In the summer of 2010, in anticipation of launching the Vehicle Programs and Development group, Tata Technologies decided to create a complete vehicle as an internal engineering study. As a company with a history of dedicating its resources to specific customer needs, this was a shift in gears.
The group considered numerous concepts. The objective was to highlight the company’s focus on sustainability, as well as its global experience, knowledge-based modeling, capacity and innovation across its portfolio of services, which covered the entire product and process developing cycle, including product and market definition, concept and styling, vehicle architecture, engineering and design and digital validation among others.
The team started reviewing relevant media on electronic Vehicles. “We found very mixed results, ranging from huge optimism to abject pessimism and everything in between,” says Kelvin Fisher president of Vehicle Programs and Development group. He further added that there was much to study, including a plethora of concepts and reams of data, as well as local and governmental incentives and infrastructure.
“We studied and considered what type of electric vehicle is required for different uses, each having a specific purpose and goal,” says Fisher. “We discussed demographics, identifying who would be interested in each segment, determining and what innovation and technologies we could bring to this market, with an overall concept of that be an affordable electric vehicle.”
This analysis led to a combined product and process design to find the right balance in areas such as vehicle cost ownership and usage, innovation and technology and consumer features and usable interior space.The research also led to a focus on a city or “New Urban” electric vehicle with an emphasis on the design following the functionality and use of the vehicle. Keeping a low cost of ownership was a priority. The target was to create an electric vehicle that could be purchased for an estimated MSRP at $ 20,000/- (US), without any government or state incentives.
“We believe that most vehicles on the market are actually oversized and over – specified for the majority consumers daily use, “says Fisher. “Our objective was to fund the right size for this type of electric vehicle and the appropriate range and speed, without reducing safety and daily usability.
The team’s vehicle architecture group worked at minimizing the exterior footprint of the vehicle, but maximizing the interior space, including seating for four full-size adults. The team then added flexibility with the rear seating area doing double duty, offering great cargo space. Finally, to make sure everybody can use this vehicle comfortably, the team designed the vehicle with four doors positioned to make entry and egress incredibly easy for the vehicle of this size, with easy access to the cargo area.
Simultaneously, the development team integrated this over all architectural package with additional unique product design features that are inherent with electric mobility, like shorter over hands, which led to a flush profile cowl, giving a more uninterrupted aero dynamic profile. Combined with large windows this creates a dramatic sense of spaciousness and all around visibility for all occupants of this vehicle. To increase the space for occupants, the team focused on minimizing the disruption of interior features with thoughtful integration of driver controls and displace into the structure.
Another important aspect of the study was to ensure a low carbon footprint and employ a strategy for reuse.“We wanted to reduce the carbon footprint of manufacturing, assembling and all associated process, so a Small Assembly Footprint methodology drove our manufacturing solution.
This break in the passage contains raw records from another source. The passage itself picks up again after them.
PR #1879, opened 2025-02-06
feat: Run tests with sanitizers in CI

### LINKED ISSUE #1049: Build and run tests with sanitizers in CI

### LINKED ISSUE #1075: Create build_clio reusable workflow
It turns out one workflow can call another one.

So to avoid duplications in building clio we could move all the common code into reusable workflow and call it from both regular check and nightly build. And in that case we could move code coverage to a separate workflow and reuse build workflow.

Materials for more info and examples about reusable workflows:
https://docs.github.com/en/actions/using-workflows/reusing-workflows
https://dev.to/n3wt0n/avoid-duplication-github-actions-reusable-workflows-3ae8

godexsoft:
Fixes #1075
Fixes #1049

This PR implements a new workflow that will build and run clio_tests with TSAN and ASAN (UBSAN supported but turned off for now).
If sanitizer reports any errors a report is generated and uploaded to artifacts.
Since at this moment there are lots of errors generated, we disabled the automatic creation of an issue on github on failure, otherwise we would be generating an issue nightly. The plan is to work on fixing the existing problems reported by TSAN and ASAN and enable the automated issue creation once those are resolved in the codebase.

The PR also adjusts the schedule of clang-tidy and nightly build to accommodate the new workflow.


.github/actions/build_clio/action.yml
```diff
@@ -4,12 +4,18 @@ inputs:
   target:
     description: Build target name
     default: all
+  substract_threads:
```
godexsoft, line 7: This is not strictly needed anymore (was a test to see if heavy would survive) but we can keep it in case we need it in the future.

.github/workflows/sanitizers.yml
```diff
@@ -0,0 +1,107 @@
...
+    name: Build clio tests
+    strategy:
+      fail-fast: false
+      matrix:
+        include:
+          - sanitizer: tsan
+            compiler: gcc
+          - sanitizer: asan
+            compiler: gcc
+          # - sanitizer: ubsan # todo: enable when heavy runners are available
```
godexsoft, line 21: Can't enable right now on gh runners because this job simply takes longer than 6 hours and gets nuked from orbit.

.github/workflows/sanitizers.yml
```diff
@@ -0,0 +1,107 @@
...
+          #   compiler: gcc
+    runs-on: ubuntu-latest # todo: change to heavy
```
godexsoft, line 51: Can't change to heavy right now as it dies every time with OOM.

cmake/Settings.cmake
```diff
@@ -39,6 +39,29 @@ if (is_appleclang)
   list(APPEND COMPILER_FLAGS -Wreorder-init-list)
 endif ()
 
+if (san)
```
godexsoft, line 42: When building with sanitizers some compilers will actually produce extra warnings/errors. We don't want this yet, at least not until we have fixed all runtime issues reported by the sanitizers. Once that is done we can start removing some of these and trying to fix it in our codebase. We can never remove all of below because most of them are reported from deep inside libraries like boost or libxrpl.

cmake/deps/libbacktrace.cmake
```diff
@@ -1,3 +1,7 @@
-target_compile_definitions(clio_options INTERFACE BOOST_STACKTRACE_LINK)
-target_compile_definitions(clio_options INTERFACE BOOST_STACKTRACE_USE_BACKTRACE)
-find_package(libbacktrace REQUIRED CONFIG)
+if (Boost_STACKTRACE_FOUND)
+  target_compile_definitions(clio_options INTERFACE BOOST_STACKTRACE_LINK)
+  target_compile_definitions(clio_options INTERFACE BOOST_STACKTRACE_USE_BACKTRACE)
+  find_package(libbacktrace REQUIRED CONFIG)
+else ()
+  target_compile_definitions(clio_options INTERFACE CLIO_WITHOUT_STACKTRACE)
```
godexsoft, line 9: Some sanitizers (TSAN and ASAN for sure) can't be used with libbacktrace because they have their own backtracing capabilities and there are conflicts. In any case, this makes sure Clio code knows that backtrace is not available.

.github/actions/build_clio/action.yml
```diff
@@ -4,12 +4,18 @@ inputs:
...
+    description: See get_number_of_threads
```
kuznetsss:
```suggestion
    description: An option for the action get_number_of_threads. See get_number_of_threads 
```

.github/actions/generate/action.yml
```diff
@@ -12,6 +12,14 @@ inputs:
...
     required: true
     default: 'Release'
+  build_integration_tests:
+    description: Whether to build integration tests
+    required: true
+    default: 'true'
+  lint:
+    description: Whether to build with linter enabled
+    required: true
+    default: 'false'
```
kuznetsss: I don't think we need this one. Linting during compilation might be useful for development, but because build fails on the first issue `clang-tidy` found, I think it is not useful in CI.

.github/actions/generate/action.yml
```diff
@@ -33,14 +45,21 @@ runs:
...
+    
     - name: Run cmake
       shell: bash
       env:
         BUILD_TYPE: "${{ inputs.build_type }}"
+        SANITIZER_OPTION: |
+          ${{ inputs.sanitizer == 'tsan' && '-Dsan=thread' ||
+              inputs.sanitizer == 'ubsan' && '-Dsan=undefined' ||
+              inputs.sanitizer == 'asan' && '-Dsan=address' ||
+              '' }}
```
kuznetsss, line 57: Maybe extract it into a separate step and fail the job if `inputs.sanitizer` is incorrect?

.github/workflows/build.yml
```diff
@@ -47,133 +47,44 @@ jobs:
...
-        if: ${{ matrix.code_coverage }}
-        uses: ./.github/actions/code_coverage
-
-  upload_coverage_report:
-    name: Codecov
-    needs: build
-    uses: ./.github/workflows/upload_coverage_report.yml
-    secrets:
-      CODECOV_TOKEN: ${{ secrets.CODECOV_TOKEN }}
+    uses: ./.github/workflows/reusable_build.yml
```
kuznetsss: `reusable_build` sounds more like it creates something reusable. Maybe rename `build` to `on_push_check` and `reusable_build` to `build`?

.github/workflows/reusable_build.yml
```diff
@@ -0,0 +1,198 @@
...
+        description: Whether ccache should be disabled
+        required: false
+        type: boolean
+        default: false
+
+      conan_cache:
+        description: Whether to use conan cache
+        required: false
+        type: boolean
+        default: true
```
kuznetsss: I think we could have only one option `disable_cache`. I couldn't imagine a situation where we are ok with one cache, but want to avoid another one. WDYT?

.github/workflows/nightly.yml
```diff
@@ -21,68 +21,23 @@ jobs:
...
+      runs_on: ${{ matrix.os }}
+      container: ${{ matrix.container }}
+      conan_profile: gcc
+      build_type: ${{ matrix.build_type }}
+      code_coverage: false
+      static: ${{ matrix.static }}
+      unit_tests: true
+      integration_tests: true
+      clio_server: true
+      disable_ccache: true
```
kuznetsss: It seems `conan_cache: false` is missing.

kuznetsss (commented):
Really good improvement, thanks!

kuznetsss:
Let's link #1075 and #1049 please.

.github/workflows/reusable_build.yml
godexsoft: I can remove second cache input.

cmake/Settings.cmake
kuznetsss: Maybe this and the next your comment should be put into related CMake files to not forget about it?

.github/actions/generate/action.yml
godexsoft: Let's do this in the CI improvement ticket if you don't mind

godexsoft: I have addressed that through cmake now. Should be a readable error in the logs 👍

cindyyan317 (dismissed):
💯  Nice !

.github/workflows/build.yml
```diff
@@ -93,37 +90,42 @@ jobs:
...
 
       - name: Run conan and cmake
         uses: ./.github/actions/generate
         with:
           conan_profile: ${{ steps.conan.outputs.conan_profile }}
-          conan_cache_hit: ${{ steps.restore_cache.outputs.conan_cache_hit }}
-          build_type: ${{ matrix.build_type }}
-          code_coverage: ${{ matrix.code_coverage }}
-          static: ${{ matrix.static }}
+          conan_cache_hit: ${{ !inputs.restore_cache && steps.restore_cache.outputs.conan_cache_hit }}
```
kuznetsss: It seems there is no `inputs.restore_cache`.

.github/workflows/sanitizers.yml
kuznetsss: Github runner is only 4 CPU and 16 GB RAM. Probably just add a thread shift to make heavy runner work.

.github/workflows/build.yml
godexsoft: Good catch. I think i had them as separate inputs at first but then decided it could be covered by `conan_cache` but forgot to update this part 🔢  Now that everything is handled by `disable_cache` it should be fairly simple.

.github/workflows/sanitizers.yml
godexsoft: I actually tried with `substract_threads` set to 2 before and it did not help anything.. not sure it's worth spending more time trying for now - we can try again in the next iteration of adding sanitizers.

kuznetsss (approved):

kuznetsss (approved):

.github/workflows/on_push_checks.yml
```diff
@@ -0,0 +1,129 @@
...
+            conan_profile: clang
+            build_type: Debug
+            container: '{ "image": "rippleci/clio_ci:latest" }'
+            code_coverage: false
+            static: true
+          - os: macos15
+            build_type: Release
+            code_coverage: false
+            static: false
+    uses: ./.github/workflows/build.yml
```
mathbunnyru, line 77: Forgot to pass secrets.CODECOV_TOKEN here, commenting for a history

This eliminates the traditional body shop and paint process and uses as many ‘green’ product materials and processes as possible. The eMo’s overall structure incorporates a steel safety cage at the front and rare,fascia and exterior doors are recycled panels with mold- in colors. The glazing is a mix of required safety glass and low-mass polycarbonates. This eMO study also used our extensive CAE global knowledge and CAE stimulations were performed to make the current safety standards and regulations in all major markets.”said Fisher.
The power train- a unique liquid – cooled , duel – motor, front – wheel – drive system coupled with an air – cooled, 18.4 – kilowatt, high – energy/density battery – provides the pulse of the vehicle, enabling a vehicle range of 100 miles a top speed of 65 miles per hour. The suspension incorporates an independent front lower A arm and MacPherson struts. The rear suspension has a semi- trailing link with separate mounting shock absorbers and springs. Front disc and rear drum brakes are antilock with electronic stability control. Steering is provided by an electric power – assisted rack – and – pinion system.
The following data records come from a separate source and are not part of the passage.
PR #1884, opened 2025-02-07
fix: Array parsing in new config

### LINKED ISSUE #1870: New Config parses arrays incorrectly
## Issue Description

If a config array consists of objects and each object has an optional field, json config might be parsed incorrectly.

This happens because json flattening discards index of each object and pushes back each field into flatten array.

kuznetsss:
Fixes #1870.


src/util/newconfig/ConfigFileJson.cpp
```diff
@@ -165,4 +181,97 @@ ConfigFileJson::flattenJson(boost::json::object const& obj, std::string const& p
...
+    array: [
+        { a: 1},
+        { b: 2}
+    ]
+}
+
+array.[].a
+array.[].b
+
+*/
```
kuznetsss: Forgot to delete 😄

src/util/newconfig/Array.cpp
```diff
@@ -36,14 +36,21 @@ Array::Array(ConfigValue arg) : itemPattern_{std::move(arg)}
 {
 }
 
+std::string_view
+Array::prefix(std::string_view key)
+{
+    ASSERT(key.contains(".[]"), "Provided key is not an array key: {}", key);
+
+    return key.substr(0, key.rfind(".[]") + 3);
```
godexsoft: nit: I think i understand what 3 means here but perhaps it would be nice to extract this into some constant just above to make it more clear and avoid magic numbers.

src/util/newconfig/ConfigFileJson.cpp
```diff
@@ -165,4 +181,97 @@ ConfigFileJson::flattenJson(boost::json::object const& obj, std::string const& p
...
+
+void
+ConfigFileJson::flattenJsonNonRecursive(boost::json::object const& jsonRootObject)
```
godexsoft: nit: If we don't need the original implementation anymore, perhaps this can be renamed to `flattenJson` 🔢

src/util/newconfig/ConfigFileJson.cpp
```diff
@@ -165,4 +181,97 @@ ConfigFileJson::flattenJson(boost::json::object const& obj, std::string const& p
...
+        std::string prefix;
+        std::optional<size_t> arrayIndex = std::nullopt;
+    };
+
+    std::queue<Task> tasks;
+    tasks.push(Task{.object = jsonRootObject, .prefix = ""});
+
+    std::unordered_map<std::string, size_t> arraysSizes;
+
+    while (tasks.size() > 0) {
```
godexsoft: nit: Queue also provides `.empty()` which probably reads more like english (e.g. `not tasks.empty()`)

src/util/newconfig/Types.hpp
```diff
@@ -52,9 +70,24 @@ getType()
...
+        return ConfigType::Null;
     } else {
         static_assert(util::Unsupported<Type>, "Wrong config type");
     }
 }
 
 }  // namespace util::config
+
+/** @cond */
+// Doxygen could not parse this
```
godexsoft, line 104: Doxygen is so sad :rage4:

tests/unit/util/newconfig/ConfigFileJsonTests.cpp
```diff
@@ -0,0 +1,480 @@
+//------------------------------------------------------------------------------
+/*
+    This file is part of clio: https://github.com/XRPLF/clio
+    Copyright (c) 2024, the clio developers.
```
godexsoft, line 4: 2025 👍

tests/unit/util/newconfig/ConfigValueTests.cpp
```diff
@@ -105,14 +214,14 @@ TEST(ConfigValue, OneOfConstraint)
...
-TEST(ConfigValue, IpConstraint)
+TEST_F(ConstraintTest, IpConstraint)
 {
     auto ip = ConfigValue{ConfigType::String}.defaultValue("127.0.0.1").withConstraint(gValidateIp);
     EXPECT_FALSE(ip.setValue("http://127.0.0.1").has_value());
     EXPECT_FALSE(ip.setValue("http://127.0.0.1.com").has_value());
     auto const err = ip.setValue("123.44");
     EXPECT_TRUE(err.has_value());
-    EXPECT_EQ(err->error, "Ip is not a valid ip address");
+    EXPECT_EQ(err->error, "Unknown_key Ip is not a valid ip address");
```
godexsoft, line 226: nit: The final error message reads really strangely. `[something] Ip is not a valid ip address`. Maybe `The value of [something] is not a valid IP address` or similar is better?

tests/unit/util/newconfig/ConfigFileJsonTests.cpp
godexsoft: Up to you - i see now that this file was moved from another place.

godexsoft (changes requested):
Leaving small suggestions. Overall looks great 👍 🚀

src/util/newconfig/Array.hpp
```diff
@@ -46,6 +46,17 @@ class Array {
      */
     Array(ConfigValue arg);
 
+    /**
+     * @brief Extract array prefix from a key, For example for a key foo.[].bar the method will return foo.[]
+     * @note Provided key must contain '.[]'
+     * @warning Be carriful with string_view! Returned value is valid only while the key is valid
```
PeterChen13579: Be `careful` 😄

tests/unit/util/newconfig/ConfigFileJsonTests.cpp
```diff
@@ -0,0 +1,480 @@
...
+#include <algorithm>
+#include <cstdint>
+#include <string>
+#include <unordered_map>
+#include <variant>
+
+using namespace util::config;
+
+namespace {
+constexpr auto kEPS = 1e-9;
```
PeterChen13579, line 41: what does EPS mean?

PeterChen13579 (commented):
Looks good!!!  🚀

src/util/newconfig/ConfigFileJson.cpp
```diff
@@ -69,14 +74,17 @@ extractJsonValue(boost::json::value const& jsonValue)
     if (jsonValue.is_double()) {
         return jsonValue.as_double();
     }
+    if (jsonValue.is_null()) {
+        return NullType{};
+    }
     ASSERT(false, "Json is not of type int, uint, string, bool or double");
     std::unreachable();
```
cindyyan317, line 81: Not for this Pr, do we need `unreachable` here?

src/util/newconfig/ConfigFileJson.cpp
```diff
@@ -69,14 +74,17 @@ extractJsonValue(boost::json::value const& jsonValue)
     if (jsonValue.is_double()) {
         return jsonValue.as_double();
     }
+    if (jsonValue.is_null()) {
+        return NullType{};
+    }
     ASSERT(false, "Json is not of type int, uint, string, bool or double");
```
cindyyan317: maybe add `null` here. "Json is not of type int, uint, string, bool, double or empty")

src/util/newconfig/ConfigFileJson.cpp
kuznetsss: Yeah, because this method returns something. Without `unreachable` compiler is not happy that we don't return anything.

tests/unit/util/newconfig/ConfigFileJsonTests.cpp
kuznetsss: It is short for epsilon - a greek letter which is used in math as a minimal value to see a difference between values.
I don't mind renaming if needed.

tests/unit/util/newconfig/ConfigValueTests.cpp
kuznetsss: I think it is out of the PR's scope, because such style of errors is currently used across 'newconfig` library, so changing it only here would make it worse. I will create a task for refactoring.

kuznetsss: Created #1886.

tests/unit/util/newconfig/ConfigFileJsonTests.cpp
PeterChen13579: Ah I see. EPS is fine.

PeterChen13579 (dismissed):
LGTM

godexsoft (dismissed):
🚀

godexsoft (approved):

To sum it up, Fisher said the eMo reflects Tata Technologies’ unique multi-dimensional approach, its DNA of innovation, as well as its intimate understanding of the demands of both developed and developing markets. The vehicle also benefits from the company’s global delivery model and its proprietary Knowledge – Based Engineering platforms to develop products faster and more cost-effectively.
“We believe this engineering study shows a very pragmatic, innovative and cost – feasible solution for daily- use electric vehicles in a new urban environment,” says Fisher. “And we believe the markets exist for a vehicle demonstrating this intelligent combination of performance, safety, function, price and environmental responsibility.”
And there is more to come. “This study is the first in a series of thought – provoking concepts to showcase out capabilities across the current and future automotive landscape,” he added.